■ WHAT IS EXPECTED ■
Reproduce exactly the lines below from the one containing "Assertion failure: dns" through the one containing "These is now", including both, and nothing else.

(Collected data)
PR #4194, opened 2019-09-12
htp: set lzma memlimit from config

victorjulien:


src/app-layer-htp.c
```diff
@@ -179,6 +179,11 @@ SCEnumCharMap http_decoder_event_table[ ] = {
     { "REQUEST_LINE_INCOMPLETE",
         HTTP_DECODER_EVENT_REQUEST_LINE_INCOMPLETE},
 
+    { "LZMA_SUSPICIOUS_DICT_RATIO",
```
jlucovsky: Should this be `DIST`?

src/app-layer-htp.h
```diff
@@ -119,6 +120,9 @@ enum {
     HTTP_DECODER_EVENT_REQUEST_LINE_INVALID,
     HTTP_DECODER_EVENT_REQUEST_BODY_UNEXPECTED,
 
+    HTTP_DECODER_EVENT_LZMA_SUSPICIOUS_DICT_RATIO,
```
jlucovsky: `DIST`?

src/app-layer-htp.c
victorjulien: No it was about a dictionary size. But this is outdated code, in the newer this isn't present.

PR #4197, opened 2019-09-12
htp: set lzma memlimit from config

jasonish:


victorjulien:
Merged in #4201. Added a missing guard for the new htp function.

PR #4200, opened 2019-09-13
Register missing app-layer parser loggers for TLS and SSH

thus:
Fix so that it is possible to use a TLS or SSH Lua output script without having to have a logger enabled for the app-layer protocol.

https://redmine.openinfosecfoundation.org/issues/3162

Prscript:
- PR thus-pcap: https://buildbot.openinfosecfoundation.org/builders/thus-pcap/builds/190
- PR thus: https://buildbot.openinfosecfoundation.org/builders/thus/builds/190


victorjulien:
Merged in #4203, thanks Mats!

Do we need a backport to 4.1.x for this you think?

thus:
It would probably be nice to backport it to 4.1.x as well, I think :)

PR #7661, opened 2022-07-29
detect/alert: ensure reject action is applied to packet/flow - v1

jufajardini:

Describe changes:
- update PacketDrop() to receive action as a parameter, so it can also update the packet with the action that triggered the drop it will also call PACKET_UPDATE_ACTION instead of PACKET_SET_ACTION now

Missing: unittests or sv tests, still not sure how to go about them, and as per Victor's comments on the last PR, sv tests may require some more investigation.

Thoughts...

Many places call PacketDrop in contexts where we don't have a rule nor is it clear what action resulted in the drop. I passed ACTION_DROP in all those cases. Wondering if we should have something more specific/descriptive?

### DIFF
--- a/src/decode.h
+++ b/src/decode.h
@@ -922,12 +922,22 @@ static inline void PacketSetAction(Packet *p, const uint8_t a)
 
 #define PACKET_TEST_ACTION(p, a) (p)->action &(a)
 
-static inline void PacketDrop(Packet *p, enum PacketDropReason r)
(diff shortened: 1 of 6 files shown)


suricata-qa:
ERROR:
 

Pipeline 8405

jufajardini:
Replaced by https://github.com/OISF/suricata/pull/7682

PR #7665, opened 2022-07-31
detect: checks config keyword in cleanup

catenacyber:
https://redmine.openinfosecfoundation.org/issues/5456

Describe changes:
- detect: checks config keyword in cleanup

### DIFF
--- a/src/app-layer-parser.c
+++ b/src/app-layer-parser.c
@@ -1023,7 +1023,8 @@ void AppLayerParserTransactionsCleanup(Flow *f)
 
         if (txd && logger_expectation != 0) {
             LoggerId tx_logged = GetTxLogged(txd);
-            if (tx_logged != logger_expectation) {
+            if (tx_logged != logger_expectation &&
+                    !(txd->config.log_flags & BIT_U8(CONFIG_TYPE_TX))) {
                 SCLogDebug("%p/%"PRIu64" skipping: logging not done: want:%"PRIx32", have:%"PRIx32,
                         tx, i, logger_expectation, tx_logged);
                 skipped = true;


suricata-qa:

Pipeline 8427

src/app-layer-parser.c
```diff
@@ -1023,7 +1023,8 @@ void AppLayerParserTransactionsCleanup(Flow *f)
 
         if (txd && logger_expectation != 0) {
             LoggerId tx_logged = GetTxLogged(txd);
-            if (tx_logged != logger_expectation) {
+            if (tx_logged != logger_expectation &&
```
victorjulien, line 1026: could we move the cost of this to the "config" keyword execution? Mark a tx as logged there?

catenacyber: We can. I do not know if we should.

This was not the logic which was used previously cf `OutputTxLog`.
There seems to be something more complex with DNS unidirectional transactions
Like if a DNS request is marked as not log-worthy, the reply will not be logged either...

I can do a big simplification/removal of code ;-)
But then, this code may then come back if we want to have more features in this config keyword...

So, what do you want ?

catenacyber: friendly ping @victorjulien ?

suricata-qa:

Pipeline 8427

src/app-layer-parser.c
catenacyber: friendly ping @victorjulien ?

catenacyber: @jasonish can I do a big removal of `AppLayerTxConfig` ?

jasonish: > @jasonish can I do a big removal of `AppLayerTxConfig` ?

Not used anymore?  I'm not up to date on the context here.

catenacyber: > No, can't remove.

Why ? 🤔 
This is a structure with only one field `log_flags: u8` and this bitflag is only used for one bit `CONFIG_TYPE_TX` 

> Mark a tx as logged there?

To do that, we should use `logged.flags` instead of `config.log_flags`
This way, the whole `AppLayerTxConfig` gets unused...

victorjulien: I need to look more into the issue, but it was added to be extended with more features so I'm not inclined to remove it.

catenacyber:
New solution proposed in https://github.com/OISF/suricata/pull/8418

PR #7666, opened 2022-07-31
Http2 noalloc header compare 5454 v1

catenacyber:
Link to [redmine](https://redmine.openinfosecfoundation.org/projects/suricata/issues) ticket:
https://redmine.openinfosecfoundation.org/issues/5454

Describe changes:
- http2: remove `to_vec` in comparisons (no need to alloc)

@jasonish does clippy catch this ?

PR #7671, opened 2022-08-01
Http2 noalloc header compare 5454 v2

catenacyber:
https://redmine.openinfosecfoundation.org/issues/5454

Describe changes:
- http2: remove `to_vec` in comparisons (no need to alloc)

@jasonish does clippy catch this ?

Replaces #7666 with version compatible with rust MSRV 1.48 and adds a commit for CI to test MSRV

### DIFF
--- a/rust/src/http2/decompression.rs
+++ b/rust/src/http2/decompression.rs
@@ -168,13 +168,13 @@ impl HTTP2DecoderHalf {
     pub fn http2_encoding_fromvec(&mut self, input: &Vec<u8>) {
         //use first encoding...
         if self.encoding == HTTP2ContentEncoding::HTTP2ContentEncodingUnknown {
-            if *input == "gzip".as_bytes().to_vec() {
+            if &input[..] == "gzip".as_bytes() {
                 self.encoding = HTTP2ContentEncoding::HTTP2ContentEncodingGzip;
                 self.decoder = HTTP2Decompresser::GZIP(GzDecoder::new(HTTP2cursor::new()));
-            } else if *input == "deflate".as_bytes().to_vec() {
+            } else if &input[..] == "deflate".as_bytes() {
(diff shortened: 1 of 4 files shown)


rust/src/http2/decompression.rs
```diff
@@ -168,13 +168,13 @@ impl HTTP2DecoderHalf {
     pub fn http2_encoding_fromvec(&mut self, input: &Vec<u8>) {
```
jasonish, line 168: Clippy will usually complain about `&Vec` in signatures, especially if a `&[u8]` could be used instead.

suricata-qa:

Pipeline 8437

rust/src/http2/decompression.rs
catenacyber: I meant : does clippy complain about running `to_vec` to do a comparison ?

jasonish: > I meant : does clippy complain about running `to_vec` to do a comparison ?

Not that I can tell.

catenacyber: Should it not ?
Should we ask someone ?

jasonish: I'm not seeing a lint that would be called out for this, or one of our supressiosn is also suppressing this.  I suppose we could hunt that down and contribute a lint?  But I think looking at the function signature first, and not using `&Vec` would have resulted in a better choice for the comparison to begin with.

catenacyber:
Replaced by https://github.com/OISF/suricata/pull/7685

rust/src/http2/decompression.rs
catenacyber: Here is a minimal reproducer

```
fn main() {
    let a = vec![0x33, 0x34, 0x35];
// bad
    if a == "345".as_bytes().to_vec() {
        println!("Hello, world!");
    }
// good
    if &a == "345".as_bytes() {
        println!("Hello, world!");
    }
}
```

PR #7674, opened 2022-08-02
Bug 4786/v4

inashivb:
Link to [redmine](https://redmine.openinfosecfoundation.org/projects/suricata/issues) ticket: https://redmine.openinfosecfoundation.org/issues/5207

**Note:** This branch has a known failure and is just for an intermediary review. The work is yet to be completed and tested.
Known issue is commented where it happens in the code.

Major changes that come along with this branch:
All *bits shall follow the same syntax which was one of the complaints and motivation behind this work.
The syntax shall be
`xbits:set,abc,expire 1000, track ip_dst;`
`hostbits:set,abc,expire 1000, track ip_dst;`
`flowbits:set,abc;`

This makes a huge difference in the currently implemented `hostbits` syntax and will break any existing rules that use it. No rules were found in ET rulesets that used `hostbits`.
The syntax currently in `master` for `hostbits` is:
```
hostbits:set,abc,src
```
which is an equivalent in terms of functionality to the syntax proposed in this PR:
```
hostbits:set,abc,expire 300, track ip_src;
```


rust/src/rule_parser/xbits.rs
```diff
@@ -0,0 +1,323 @@
...
+                Err(_) => return Err(()),
+            };
+            return Ok(DetectBitsData {
+                idx: 0,
+                cmd: cmd_name.0,
+                name: (cmd_name.1).into_raw(),
+                tracker: 0,
+                expire: 0,
+                vartype: VAR_TYPE_FLOW_BIT,
+                fb_names: (cmd_name.2).as_mut_ptr(),
```
inashivb, line 205: Here, `cmd_name.2` is a vector of raw C strings and holds all the pointers to strings that it is supposed to.
Although, after this stage, on the C side, a pointer is received but it seems to not point to anything at all.
It was expected to be a `*mut *mut c_char`.
I'm not sure how should I try to traverse or reown the strings to read inside C so that may be very wrong but right now, `fb_names` seems to be dropped much earlier than when it should. I tried to `forget` about the vector pointer but could not make it work properly.

src/detect-flowbits.c
```diff
@@ -213,118 +167,68 @@ int DetectFlowbitMatch (DetectEngineThreadCtx *det_ctx, Packet *p,
...
+                return -1;
             }
-        }
+            break;
     }
 
-    return 1;
+    if (cd->or_list_size != 0) {
+        for (int i = 0; i < cd->or_list_size; i++) {
+            int leq = VarNameStoreSetupAdd(cd->fb_names[i], VAR_TYPE_FLOW_BIT);
```
inashivb, line 206: This is where the heap use after free error arises.

suricata-qa:
WARNING:
 
|--|--|--|--| 
| | build_asan | | |
 

Pipeline 8456

rust/src/rule_parser/xbits.rs
```diff
@@ -0,0 +1,323 @@
...
+#[repr(C)]
+#[derive(Debug)]
+pub struct DetectBitsData {
+    idx: u32,
+    cmd: u8,
+    tracker: u8,
+    expire: u32,
+    vartype: u8,
+    name: *mut c_char,
+    fb_names: *mut *mut c_char,
```
victorjulien, line 41: some of the complexity seems to come from a desire to make this data structures accessible to C, meaning we need C types etc. Have you considered making it opague to C and just access it through some utility accessor functions? Then we can have simpler logic in Rust using native rust types.

src/detect-flowbits.c
```diff
@@ -334,7 +238,7 @@ int DetectFlowbitSetup (DetectEngineCtx *de_ctx, Signature *s, const char *rawst
     sm->type = DETECT_FLOWBITS;
     sm->ctx = (SigMatchCtx *)cd;
```
inashivb, line 239: Q1: If I were to make the struct opaque to C, how would I set sigmatch context here?
Q2: SigMatchCtx seems to have just one member `int foo`,  does it matter what i assign to it?
Q3: What part of the code should I look at to understand the importance of context?

victorjulien: I think it might be helpful to check how `DetectHTTP2sizeUpdateSetup` and the functions below it handle this. Essentially from C there is only a void pointer.

suricata-qa:
WARNING:
 
|--|--|--|--| 
| | build_asan | | |
 

Pipeline 8456

suricata-qa:
ERROR:
 

Pipeline 10596

PR #7668, opened 2022-07-31
Ike v1 logging tx transforms 5455 v2

catenacyber:
Link to [redmine](https://redmine.openinfosecfoundation.org/projects/suricata/issues) ticket:
https://redmine.openinfosecfoundation.org/issues/5455

Describe changes:
- ikev1 : log fields from transaction instead of fields from state

ping @satta @fhonza as you have worked on ikev1

Replaces #7667 with S-V passing by keeping in the state the one transform chosen by the server

PR #7675, opened 2022-08-02
Ike v1 logging tx transforms 5455 v3

catenacyber:
https://redmine.openinfosecfoundation.org/issues/5455

Describe changes:
- ikev1 : log fields from transaction instead of fields from state

Replaces #7668 with using u64 instead of usize

### DIFF
--- a/rust/src/ike/ikev1.rs
+++ b/rust/src/ike/ikev1.rs
@@ -40,27 +40,27 @@ pub struct IkeV1Header {
 pub struct Ikev1ParticipantData {
     pub key_exchange: String,
     pub nonce: String,
-    pub vendor_ids: HashSet<String>,
-    /// nested Vec, outer Vec per Proposal/Transform, inner Vec has the list of attributes.
-    pub transforms: Vec<Vec<SaAttribute>>,
+    pub nb_transforms: u64,
+    pub transform: Vec<SaAttribute>,
 }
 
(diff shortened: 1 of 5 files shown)


rust/src/ike/ikev1.rs
```diff
@@ -40,27 +40,27 @@ pub struct IkeV1Header {
 pub struct Ikev1ParticipantData {
     pub key_exchange: String,
     pub nonce: String,
-    pub vendor_ids: HashSet<String>,
-    /// nested Vec, outer Vec per Proposal/Transform, inner Vec has the list of attributes.
-    pub transforms: Vec<Vec<SaAttribute>>,
+    pub nb_transforms: u64,
```
victorjulien, line 43: so what happens if we actually get some really high number in here? the u64 suggests we'd handle it but given the loops of the actual transforms vec I'm not so sure

suricata-qa:

Pipeline 8457

rust/src/ike/ikev1.rs
catenacyber: To reach it, someone needs to send at least U64_MAX bytes of data...

The worst that would happen then, is that we would stop logging the transform chosen by the server (which is controlled by the attacker in this scenario)

victorjulien:
Merged in #7713, thanks!

PR #7682, opened 2022-08-02
detect/alert: ensure reject action is applied to packet/flow - v2

jufajardini:
Previous PR: #7661 

Changes from last PR:
- Added two unittests to check for correct packet-action flags after signature matching

Thoughts:
- should more unittests be added?
- Many places call PacketDrop in contexts where we don't have a rule nor is it clear what action resulted in the drop. I passed ACTION_DROP in all those cases. Wondering if we should have something more specific/descriptive?

### DIFF
--- a/src/detect-engine-alert.c
+++ b/src/detect-engine-alert.c
@@ -23,6 +23,8 @@
 #include "detect-engine-tag.h"
 
 #include "decode.h"
+#include "decode-icmpv4.h"
+#include "decode-ipv4.h"
 
 #include "flow.h"
 #include "flow-private.h"
@@ -31,7 +33,10 @@
 #include "util-exception-policy.h"
 #endif
 
+#include "util-mpm-ac.h"
 #include "util-profiling.h"
+#include "util-unittest.h"
+#include "util-unittest-helper.h"
 
 /** tag signature we use for tag alerts */
 static Signature g_tag_signature;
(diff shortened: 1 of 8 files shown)


suricata-qa:

Pipeline 8465

src/detect-engine-alert.c
```diff
@@ -183,15 +188,17 @@ static void PacketApplySignatureActions(Packet *p, const Signature *s, const uin
     SCLogDebug("packet %" PRIu64 " sid %u action %02x alert_flags %02x", p->pcap_cnt, s->id,
             s->action, alert_flags);
 
-    if (s->action & ACTION_DROP) {
-        PacketDrop(p, PKT_DROP_REASON_RULES);
+    if (s->action & (ACTION_DROP | ACTION_REJECT_ANY)) {
```
victorjulien, line 191: looking at how `s->action` is set up, this is a bit redundant. For reject we always also set `ACTION_DROP`. There is no harm in showing the reject here, but I would like 2 additions:
1. a comment stating this
2. a `DEBUG_VALIDATE_BUG_ON` that makes sure `ACTION_DROP` is always set in this branch

src/detect-engine-alert.c
```diff
@@ -415,4 +422,63 @@ void PacketAlertFinalize(DetectEngineCtx *de_ctx, DetectEngineThreadCtx *det_ctx
 
 }
 
+#ifdef UNITTESTS
```
victorjulien, line 425: can these be moved into (a new) `src/tests/detect-engine-alert.c`

src/detect-engine-threshold.c
```diff
@@ -300,7 +300,7 @@ static inline void RateFilterSetAction(Packet *p, PacketAlert *pa, uint8_t new_a
             pa->flags |= PACKET_ALERT_RATE_FILTER_MODIFIED;
             break;
         case TH_ACTION_DROP:
-            PacketDrop(p, PKT_DROP_REASON_RULES_THRESHOLD);
+            PacketDrop(p, new_action, PKT_DROP_REASON_RULES_THRESHOLD);
```
victorjulien, line 303: new_action seems to have a different set of flags. It has `TH_ACTION_DROP`, but is treated here as if it has `ACTION_DROP`. Even if these would be the same a safer approach would be to just pass `ACTION_DROP` here explicitly.

victorjulien: Btw the reject case below should also act like reject+drop, can you review that it does?

victorjulien (changes requested):
See inline comments

jufajardini:
Replaced by: https://github.com/OISF/suricata/pull/7723

PR #7683, opened 2022-08-03
Fix dns in tcp flow not detected

zagge-cgeo:

https://redmine.openinfosecfoundation.org/issues/4759

Describe changes:
This fixes issue 4759. The problem is, that when tcp rules are active
a tcp dns connection first the server to client is inspected
and nothing found.
Afterwards the full flow is marked as processed and therefore the dns
query in TCP is not found.
This patch does not mark the flow as processed in case of a server to client connection


victorjulien:
Many Suricata-Verify tests are failing, so it seems that the patch has side effects.

victorjulien:
replaced by #7693

zagge-cgeo:
As far as I can see it is not a problem of the code but the test. The test that failed has more then ALPROTO_MAXTS dns transactions in the failed test case. So it has to fail. Before the change the transactions where not found and gone unnoticed.

PR #7693, opened 2022-08-04
Fix dns in tcp flow not detected

zagge-cgeo:

https://redmine.openinfosecfoundation.org/issues/4759

Describe changes:
Make suricata-verify pass

This replaces https://github.com/OISF/suricata/pull/7683


victorjulien:
Fuzz finds a way to create lots of transactions that are never closed, this is introduced by the changes here.

catenacyber:
> Make suricata-verify pass

Which test are you talking about ?

zagge-cgeo:
> > Make suricata-verify pass
> 
> Which test are you talking about ?

I'm talking about the unit tests run by suricata-verify that where failing in the first version of the patch 

https://github.com/OISF/suricata/pull/7683/checks

zagge-cgeo:
Forcing dns=11
Too many open transactions for protocol dns
Assertion failure: dns

These is now failing as there is a limit of 4096 transactions in the unit tests. However the testcase create more than that number of transactions in the failing test. The test did not fail before as all transactions where ignored and none of them matched the rule in tcp.

Do you have an idea on how this could be fixed?

catenacyber:
> > > Make suricata-verify pass
> > 
> > Which test are you talking about ?
> 
> I'm talking about the unit tests run by suricata-verify that where failing in the first version of the patch
> 

Ok thanks, usually we describe what the PR does + in another line the changes from last PR

And I guess the elements from the redmine ticket can be put into a new Suricata-Verify test.

I can reproduce the bug.
But I wonder what the right fix is.

> Fix dns in tcp flow not detected

The flow is detected as DNS, but the signature does not trigger...

Why do you say transactions are bidirectional For DNS over TCP ?
I do not see so...

And I have no idea why adding a tls signature influences here...

catenacyber:
Interesting fact: the alert happens 2 packets later than the logging when there is not the tls rule...

zagge-cgeo:
> > > > Make suricata-verify pass
> > > 
> > > 
> > > Which test are you talking about ?
> > 
> > 
> > I'm talking about the unit tests run by suricata-verify that where failing in the first version of the patch
> 
> Ok thanks, usually we describe what the PR does + in another line the changes from last PR
> 
> And I guess the elements from the redmine ticket can be put into a new Suricata-Verify test.
> 
> I can reproduce the bug. But I wonder what the right fix is.
> 
> > Fix dns in tcp flow not detected
> 
> The flow is detected as DNS, but the signature does not trigger...
> 
> Why do you say transactions are bidirectional For DNS over TCP ? I do not see so...
> 
> And I have no idea why adding a tls signature influences here...

It is not the tls signature. Any signature that uses tcp will result in the behaviour. 

The problem happens when there is any rule using tcp, the dns package is only looked at when the content of the request is not yet available and therefore it is not analysed afterwards as it is marked as process already.

catenacyber:
Thanks for this analysis.
So, it looks like the problem is broader, and is the fact that detection does not happen when logging does...

catenacyber:
So, I understand this far :
- packet 4 : dns query
- packet 5 : ack of dns query and logging, no detection as packet is to client + BUG : transaction gets cleaned up by `AppLayerParserTransactionsCleanup` cf `if (is_unidir && tx_skipped && !inspected) {`
- packet 7 : running detection as packet is to server

catenacyber:
Stranger results with
```
alert dns any any -> any any (msg:"DNS standard opcode"; dns.opcode: 0; id:1; rev:1;)
alert dns any any -> any any (msg:".com in DNS query"; dns.query; content:".com"; sid:2; rev:1;)
```

No alerts at all...

victorjulien:
Could be a case of a missing `AppLayerParserTriggerRawStreamReassembly` after the TCP record has been received.

catenacyber:
@jasonish I think your commit 60ebc27c4eb755800e6d3f4ec1a5d55a5230a214 is responsible for this bug.

For unidirectional transactions, we may run detection on the other side than the transaction.

For instance (cf previous rules posted), we may have dns rules in both directions, a packet to client asking a dns query, and thus we will run `DetectRunTx` which will update `new_detect_flags |= APP_LAYER_TX_INSPECTED_FLAG;` for the tocliendt direction.

And then `AppLayerParserTransactionsCleanup` cleans up the transaction as detection has been run on one side, even if it was not the relevant side. But there is no way currently for unidirectional transactions to tell their direction...

jasonish:
> @jasonish I think your commit [60ebc27](https://github.com/OISF/suricata/commit/60ebc27c4eb755800e6d3f4ec1a5d55a5230a214) is responsible for this bug.
> 
> For unidirectional transactions, we may run detection on the other side than the transaction.
> 
> For instance (cf previous rules posted), we may have dns rules in both directions, a packet to client asking a dns query, and thus we will run `DetectRunTx` which will update `new_detect_flags |= APP_LAYER_TX_INSPECTED_FLAG;` for the tocliendt direction.
> 
> And then `AppLayerParserTransactionsCleanup` cleans up the transaction as detection has been run on one side, even if it was not the relevant side. But there is no way currently for unidirectional transactions to tell their direction...

So we should be looking at a fix that is outside of DNS and generic to all unidirectional transactions?

catenacyber:
> So we should be looking at a fix that is outside of DNS and generic to all unidirectional transactions?

I think so indeed

jasonish:
> > So we should be looking at a fix that is outside of DNS and generic to all unidirectional transactions?
> 
> I think so indeed

Have you looked deep enough for a possible fix? I don't want to repeat what work might have already been done.

catenacyber:
Just reverted the culprit commit as premature optimisation.

To keep it optimized, I think you need to implement a trait for unidirectional transaction to tell its direction. I did not write anything like it yet

jasonish:
> Just reverted the culprit commit as premature optimisation.
> 
> To keep it optimized, I think you need to implement a trait for unidirectional transaction to tell its direction. I did not write anything like it yet

Ok. So each unidirectional parser needs an update and not just the outer transaction handling.

catenacyber:
> Ok. So each unidirectional parser needs an update and not just the outer transaction handling.

I see 3 ways :
- revert the optimization (is it really helpful ?)
- change every unidirectional parser so that a transaction has the direction and use it to set `inspected = true;` 
- Think more and find a better way :-p

jasonish:
> * revert the optimization (is it really helpful ?)

I don't think its an optimization, but instead fixes a real issue.  Of course, 2 years ago we weren't reliable at putting ticket numbers in commits, but I think this is it: https://redmine.openinfosecfoundation.org/issues/3877

catenacyber:
Indeed you know better, that is why I called on you Jason ;-)

rust/src/dns/dns.rs
```diff
@@ -773,13 +776,17 @@ pub unsafe extern "C" fn rs_dns_parse_response_tcp(flow: *const core::Flow,
...
                                                  -> std::os::raw::c_int
 {
     // This is a stateless parser, just the existence of a transaction
-    // means its complete.
+    // means its complete. However this is only true for UDP and not TCP
+    let tx = cast_pointer!(_tx, DNSTransaction);
     SCLogDebug!("rs_dns_tx_get_alstate_progress");
+    if tx.is_tcp && _direction & core::STREAM_TOCLIENT != 0 && !tx.response.is_some() {
+        return 0;
+    }
```
jasonish, line 789: I think this needs to be more complete, then fuzzing appears to pass.  See https://github.com/OISF/suricata/pull/7825/files#diff-fe45d440e3be98030915c1946205744d6a8cd791fad6223d1926c67705a91be4R787 for what I mean, feel free to integrate that into your PR.

jasonish (changes requested):
I'd also see if we can drop the tcp flag, given how this parser determines if its a request or response, I don't think it should matter.

rust/src/dns/dns.rs
zagge-cgeo: I integate the change and it works also without the tcp flag.

However some logging output is missing when analyzing udp dns packages. It no longer logs the dns traffic. Output like the following is missing with the updated patch:

{"timestamp":"2018-10-21T01:41:56.742793+0000","flow_id":1939439079413129,"pcap_cnt":1,"event_type":"dns","src_ip":"192.168.1.18","src_port":1027,"dest_ip":"192.168.1.1","dest_port":53,"proto":"UDP","pkt_src":"wire/pcap","dns":{"type":"query","id":17024,"rrname":"time.windows.com","rrtype":"A","tx_id":0}}
{"timestamp":"2018-10-21T01:41:56.743525+0000","flow_id":1939439079413129,"pcap_cnt":2,"event_type":"dns","src_ip":"192.168.1.18","src_port":1027,"dest_ip":"192.168.1.1","dest_port":53,"proto":"UDP","pkt_src":"wire/pcap","dns":{"version":2,"type":"answer","id":17024,"flags":"8180","qr":true,"rd":true,"ra":true,"rrname":"time.windows.com","rrtype":"A","rcode":"NOERROR","answers":[{"rrname":"time.windows.com","rrtype":"CNAME","ttl":3600,"rdata":"time.microsoft.akadns.net"}],"grouped":{"CNAME":["time.microsoft.akadns.net"]}}}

■ SOLVED EXERCISE ■
Assertion failure: dns

These is now failing as there is a limit of 4096 transactions in the unit tests. However the testcase create more than that number of transactions in the failing test. The test did not fail before as all transactions where ignored and none of them matched the rule in tcp.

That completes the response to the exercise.